Il Newcastle è la nuova squadra di Davide Santon, così come del portiere Rob Ellitot, ex Charlton.
Una delle squadra più attive e che meglio ha operato sul mercato è senza dubbio il QPR. I Londinesi oltre al colpo Joey Barton dei giorni scorsi si assicurano Traoré dall' Arsenal, Anton Ferdinand (fratellino di Rio) dal Sunderland e chiudono in bellezza con Wright- Phillips dal Manchester City.
Anche lo Stoke City si merita un ottimo voto, grazie agli arrivi di Peter Crouch e Palacios, entrambi dal Tottenham.
Il giro di attaccanti coinvolge anche il Sunderland, che ottiene il prestito dall'Arsenal del danese Niklas Bendter.
Da segnalare anche l'arrivo di Ibanez al WBA e di Maloney, ex Celtic, al Wigan.


28 August 2011

Premier League Mania: Lo United è a dir poco devastante, è il teatro degli incubi per l'Arsenal

IL PUNTO





Al Theatre of Dreams i sogni sono quelli dei Red Devils che colgono un risultato stratosferico a coronazione di una prestazione esaltante.
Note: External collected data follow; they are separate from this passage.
Issue #11982, opened 2020-06-17
Replace direct ride type checking


Gymnasiast:
Currently, the code still contains several explicit checks for ride types. If we want to move ride types to objects, these should be replaced. In many cases, a flag can be used instead.

RIDE_TYPE_MAZE is especially problematic. It can be left alone for now, since it's so different from everything else. Eventually, we might need to introduce an `IS_MAZE` flag,

frutiemax:
Should we move RideTypeViewOrder to a field in the RideTypeDescriptor?

Gymnasiast:
I'm not entirely sure. It's probably better to tackle other places first.

frutiemax:
```
static rct_string_id get_ride_type_name_for_dropdown(uint8_t rideType)
{
    switch (rideType)
    {
        case RIDE_TYPE_1D:
            return STR_RIDE_NAME_1D;
        case RIDE_TYPE_1F:
            return STR_RIDE_NAME_1F;
        case RIDE_TYPE_22:
            return STR_RIDE_NAME_22;
        case RIDE_TYPE_50:
            return STR_RIDE_NAME_50;
        case RIDE_TYPE_52:
            return STR_RIDE_NAME_52;
        case RIDE_TYPE_53:
            return STR_RIDE_NAME_53;
        case RIDE_TYPE_54:
            return STR_RIDE_NAME_54;
        case RIDE_TYPE_55:
            return STR_RIDE_NAME_55;
        case RIDE_TYPE_59:
            return STR_RIDE_NAME_59;
        default:
            return RideTypeDescriptors[rideType].Naming.Name;
    }
}
```

Is there any way to avoid the call to RideTypeDescriptors table there?

pizza2004:
I'm pretty sure the only reason the rest of that switch block exists is because those ride types don't have any actual data associated with them and the call to RideTypeDescriptors is the desired behavior.

pizza2004:
I imagine if you passed in the ride and then used the method you were using on those commits instead of passing in just the ride type you could avoid the call.

Gymnasiast:
> Is there any way to avoid the call to RideTypeDescriptors table there?

@frutiemax Why would you want to do that? It's not the call to the RideTypeDescriptors table that's the problem there, it's the direct checks of RIDE_TYPE_x - which are there because we haven't removed these dummy ride types yet.

frutiemax:
For the RideTypeView order, where should we place the field in the RideTypeDescriptor?

PR #12287, opened 2020-07-16
Part of #11982: Replace direct ride type checking #1

frutiemax:


Gymnasiast:
I don't think you really understood the gist of #11982. The idea of that is that we replace checks like `if (rideType == RIDE_TYPE_MINIATURE_RAILWAY || rideType == MONORAIL)` with an alternative.

Replacing calls to RideTypeDescriptors with calls to the ride itself to obtain an RTD is another project. But that bit is already being worked on in https://github.com/OpenRCT2/OpenRCT2/pull/11994. It also has to be noted that if RTD end up working like any other object, it will probably need null checks as well. All of all, it's better to leave this refactor for now.

PR #12288, opened 2020-07-16
Close #12245: Use coords objects for SetLocation (Window_internal.h)

### LINKED ISSUE #12245: Use coords objects for some Window functions

frutiemax:


src/openrct2/Editor.cpp
```diff
@@ -87,7 +87,7 @@ namespace Editor
         gS6Info.category = SCENARIO_CATEGORY_OTHER;
         viewport_init_all();
         rct_window* mainWindow = context_open_window_view(WV_EDITOR_MAIN);
-        mainWindow->SetLocation(2400, 2400, 112);
+        mainWindow->SetLocation({ 2400, 2400, 112 });
```
Gymnasiast, line 90:
```suggestion
        mainWindow->SetLocation(TileCoordsXYZ{ 75, 75, 14 }.ToCoordsXYZ());
```

Same for the other calls.

PR #12289, opened 2020-07-16
Use CoordsXYZ for sub_98199C in RiverRapids.cpp

frutiemax:


frutiemax:
testpaint doing its own thing...

src/openrct2/paint/Paint.cpp
```diff
@@ -986,6 +979,16 @@ paint_struct* sub_98199C(
...
+paint_struct* sub_98199C(
+    paint_session* session, uint32_t image_id, int8_t x_offset, int8_t y_offset, int16_t bound_box_length_x,
+    int16_t bound_box_length_y, int8_t bound_box_length_z, int16_t z_offset, int16_t bound_box_offset_x,
+    int16_t bound_box_offset_y, int16_t bound_box_offset_z)
+{
+    return sub_98199C(
+        session, image_id, { x_offset, y_offset, z_offset }, { bound_box_length_x, bound_box_length_y, bound_box_length_z },
+        { bound_box_offset_x, bound_box_offset_y, bound_box_offset_z });
+}
+
```
tupaschoal, line 991: Are there other users of this function? I don't get why this is being kept

src/openrct2/paint/Paint.cpp
```diff
@@ -954,24 +954,17 @@ paint_struct* sub_98198C(
...
  */
 paint_struct* sub_98199C(
-    paint_session* session, uint32_t image_id, int8_t x_offset, int8_t y_offset, int16_t bound_box_length_x,
-    int16_t bound_box_length_y, int8_t bound_box_length_z, int16_t z_offset, int16_t bound_box_offset_x,
-    int16_t bound_box_offset_y, int16_t bound_box_offset_z)
+    paint_session* session, uint32_t image_id, const CoordsXYZ& offset, const CoordsXYZ& boundBoxLength,
+    const CoordsXYZ& boundBoxOffset)
 {
-    assert(static_cast<uint16_t>(bound_box_length_x) == static_cast<int16_t>(bound_box_length_x));
-    assert(static_cast<uint16_t>(bound_box_length_y) == static_cast<int16_t>(bound_box_length_y));
```
tupaschoal, line 962: Why removing the asserts?

Gymnasiast: Well, are they needed now we use signed 32-bit integers?

tupaschoal: `sub_98197C` below still take `int16_t`s so i'd say it's safer to keep them for now

src/openrct2/paint/Paint.cpp
frutiemax: There are still a lot of remaining calls, too many for one PR.

duncanspumpkin:
Looks fine to me.

PR #11893, opened 2020-06-07
Part of #11159 (purge malloc() & free())

rdbaris:
Replacing uses of malloc and free in the code with new and delete in src/libopenrct2

PR #12293, opened 2020-07-16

A farne le spese, manco a dirlo, è l'Arsenal che continua la sua crisi nerissima e dimostra di non essere all'altezza delle grandi inglesi. Si tratta del peggior risultato della storia a sfavore dei Gunners negli scontri diretti contro lo United. Probabilmente, sperano i tifosi dell'Arsenal, potrebbe essere il segnale giusto per far riflettere Wenger e fargli mettere in discussione quel progetto tanto bello teoricamente, ma poco efficace e da troppo tempo non vincente. E' evidente che il deficit allargatosi con le partenze di Fabregas e Nasri non è stato minimamente colmato e rischia di regalare una stagione devastante ai tifosi londinesi.
Diametralmente opposta l'equazione per gli uomini di Ferguson: la squadra è stata cambiata in gran parte e ringiovanita ma il risultato è sempre lo stesso, se non migliore. La sfida in Premier e in Europa con i concittadini e il Liverpool si preannuncia divertentissima.

LA PARTITA

Il Match, lo fa intuire il risultato, è divertentissimo. Oltre ai 10 gol complessivi le occasioni da gol fioccano come neve, da una parte e dell'altra. Le reti si aprono con il colpo di testa di Welbeck che ricambia la fiducia di Ferguson, il quale lascia ancora una volta Berbatov in panchina. L'occasione per il pareggio arriva con il rigore conquistato da Walcott che però De Gea para a Van Persie. Lo United allora punisce i Gunners con una perla a giro da fuori dell'ex Villans Ashley Young sul quale Szcezsny (autore paradossalmente di una buona partita nonostante gli 8 gol subiti) non puo' far niente. Poi inizia la sfida di Rooney sui calci piazzati, con una super punizione che s'insacca all'incrocio dei pali. Gli uomini di Wenger riescono ad accorciare le distanze con Walcott, complice l'errore del giovane portiere dello United, De Gea.

Il secondo tempo è ancora più spettacolare con azioni a ripetizione da una parte e dall'altra. Van Persie e Cleverly sprecano, cosa che non fa ancora una volta Wayne Rooney, ancora una volta su punizione.
E' 4 a 1 e comincia il tracollo psicologico dell'Arsenal, perchè il quinto gol arriva molto presto grazie ad un lob delizioso del solito straordinario Nani. Gli uomini di Ferguson non sembrano accontentarsi mentre i Gunners non riescono più a reagire e il neoentrato Park ci mette pochissimo per far centro con un bel diagonale. L'unico inutile lampo di orgoglio dei londinesi è targato Van Persie, che forse si starà chiedendo perchè sia rimasto ancora all'Arsenal. Rooney, non soddisfatto della doppietta, vuole portare a casa il pallone e fredda Szczesny dal dischetto. La ciliegina sulla torta per il definitivo 8 a 2 lo firma ancora una volta Young con un altra perla a giro dalla distanza. E' uno United straripante.